Stored records
= = = = = = =

PR #8540, opened 2019-07-24
Make HHI types match runtime types

lexidor:
In the face-sql implementation from slack, we discussed how they were casting NULL to string. I presumed that the return value should have a nullable string, instead of a string. `mapRows(): Map<string, ?string>` instead of `Map<string, string>`. I checked my HHI, but it says that a string was used. I did not believe that, so I tried the runtime. At runtime you actually get a nullable string.

### DIFF
--- a/hphp/hack/hhi/stdlib/builtins_async_mysql.hhi
+++ b/hphp/hack/hhi/stdlib/builtins_async_mysql.hhi
@@ -198,10 +198,10 @@ class AsyncMysqlQueryResult extends AsyncMysqlResult {
   public function numRowsAffected(): int { }
   public function lastInsertId(): int { }
   public function numRows(): int { }
-  public function mapRows(): Vector<Map<string, string>>{ }
-  public function vectorRows() { }
+  public function mapRows(): Vector<Map<string, ?string>> { }
+  public function vectorRows() Vector<?string> { }
   public function mapRowsTyped(): Vector<Map<string, mixed>> { }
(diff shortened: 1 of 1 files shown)


hphp/hack/hhi/stdlib/builtins_async_mysql.hhi
```diff
@@ -198,10 +198,10 @@ class AsyncMysqlQueryResult extends AsyncMysqlResult {
   public function numRowsAffected(): int { }
   public function lastInsertId(): int { }
   public function numRows(): int { }
-  public function mapRows(): Vector<Map<string, string>>{ }
-  public function vectorRows() { }
+  public function mapRows(): Vector<Map<string, ?string>> { }
+  public function vectorRows() Vector<?string> { }
```
hgoldstein: You need a colon here between the type and the method name / args.

hphp/hack/hhi/stdlib/builtins_async_mysql.hhi
```diff
@@ -198,10 +198,10 @@ class AsyncMysqlQueryResult extends AsyncMysqlResult {
...
   public function mapRowsTyped(): Vector<Map<string, mixed>> { }
-  public function vectorRowsTyped() { }
+  public function vectorRowsTyped() Vector<mixed> { }
```
hgoldstein: ditto.

lexidor:
Fixes #8540
Make github close the accompanying issue.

= = = = = = =

§ **TASK DIRECTIONS**: Using the records above, copy each line that contains "hack".

§ **SOLUTION TO THIS TASK**:
--- a/hphp/hack/hhi/stdlib/builtins_async_mysql.hhi
+++ b/hphp/hack/hhi/stdlib/builtins_async_mysql.hhi
hphp/hack/hhi/stdlib/builtins_async_mysql.hhi
hphp/hack/hhi/stdlib/builtins_async_mysql.hhi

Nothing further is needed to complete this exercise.